Is There No Place On Earth For Me?
- First edition cover
- Author: Susan Sheehan
- Language: English
- Genre: Biography
- Publisher: Houghton Mifflin
- Publication date: 1982
- Publication place: United States
- Media type: Print (hardback, paperback & audiobook)
- Pages: 333 (first edition)
- Awards: Pulitzer Prize for General Nonfiction
- ISBN: 0-395-31871-8

= Is There No Place on Earth for Me? =

1982 nonfiction book by Susan Sheehan

Is There No Place On Earth For Me? is a nonfiction book written by Susan Sheehan and published in 1982 by Houghton Mifflin. It won the 1983 Pulitzer Prize for General Nonfiction.
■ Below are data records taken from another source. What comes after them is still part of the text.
PR #48, opened 2020-09-28
Vulkan example tweaks

str4d:
Includes a couple of small tweaks to improve the robustness of the example.

I also ported over some documentation from @maluoi's C++ example code, that was helpful for me in working out what was going on in this implementation. I think this is acceptable usage (both examples are MIT-licensed), but @maluoi LMK if you'd prefer this not be included.

### DIFF
--- a/openxr/examples/vulkan.rs
+++ b/openxr/examples/vulkan.rs
@@ -76,7 +76,7 @@ fn main() {
     // Check what blend mode is valid for this device (opaque vs transparent displays). We'll just
     // take the first one available!
     let environment_blend_mode = xr_instance
-        .enumerate_environment_blend_modes(system, xr::ViewConfigurationType::PRIMARY_STEREO)
+        .enumerate_environment_blend_modes(system, VIEW_TYPE)
         .unwrap()[0];
 
     // OpenXR wants to ensure apps are using the correct graphics card, so the renderer MUST be set
@@ -412,9 +412,7 @@ fn main() {
                         println!("entered state {:?}", e.state());
                         match e.state() {
                             xr::SessionState::READY => {
-                                session
-                                    .begin(xr::ViewConfigurationType::PRIMARY_STEREO)
-                                    .unwrap();
+                                session.begin(VIEW_TYPE).unwrap();
                                 session_running = true;
                             }
                             xr::SessionState::STOPPING => {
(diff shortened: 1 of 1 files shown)


openxr/examples/vulkan.rs
```diff
@@ -409,27 +443,41 @@ fn main() {
...
                         &[],
                     )
                     .unwrap();
                 continue;
             }
 
             if swapchain.is_none() {
+                // Now we need to find all the viewpoints we need to take care of! For a stereo
+                // headset, this should be 2. Similarly, for an AR phone, we'll need 1, and a VR
+                // cave could have 6, or even 12!
```
Ralith, line 467: I feel like this is a little misleading, as it could be understood to mean that the number of views is unpredictable, whereas in fact it's a property of the view configuration type--so here we're absolutely guaranteed that there are exactly two.

openxr/examples/vulkan.rs
```diff
@@ -409,27 +443,41 @@ fn main() {
...
+                //
+                // Because we are using multiview in this example, we will only look at the first
+                // viewpoint, and assume that the other viewpoints are identical.
```
Ralith, line 470: Maybe we should have an explicit assert rather than just documenting the assumption?

Ralith (changes requested):
Thanks!

openxr/examples/vulkan.rs
```diff
@@ -440,14 +488,17 @@ fn main() {
                         usage_flags: xr::SwapchainUsageFlags::COLOR_ATTACHMENT
                             | xr::SwapchainUsageFlags::SAMPLED,
                         format: COLOR_FORMAT.as_raw() as _,
-                        sample_count: 1,
+                        sample_count: views[0].recommended_swapchain_sample_count,
```
Ralith, line 491: The Vulkan graphics pipeline we create is not set up for multisampling, so we should either leave this hardcoded to 1 or pursue a proper multisampling setup. I don't think there's any compatibility hazard for leaving it at 1.

str4d: Aha, that makes sense. I'll revert this and add documentation to this effect.

str4d:
Addressed comments from @Ralith.

openxr/examples/vulkan.rs
```diff
@@ -409,27 +441,40 @@ fn main() {
...
                 continue;
             }
 
             if swapchain.is_none() {
+                // Now we need to find all the viewpoints we need to take care of! This is a
+                // property of the view configuration type; in this example we use PRIMARY_STEREO,
+                // so we should have 2 viewpoints.
+                //
+                // Because we are using multiview in this example, we will only look at the first
+                // viewpoint, and assume that the other viewpoints are identical.
```
Ralith, line 468:
```suggestion
                // Because we are using multiview in this example, we require that all view
                // dimensions are identical.
```

Ralith (changes requested):

Ralith:
Thanks!

maluoi:
Super glad that code was helpful for you! And I love that even the comments can get a bit of re-use :)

This book recounts the lonely, harrowing life of Sylvia Frumkin who is diagnosed with schizophrenia.

Sheehan followed Frumkin for two-and-a-half years, much of which was spent inside a mental hospital, Creedmoor Psychiatric Center, in Queens. It presents outstanding reporting on what it's like to be mentally ill and how the mental health system often fails in its treatment of those it was designed to help.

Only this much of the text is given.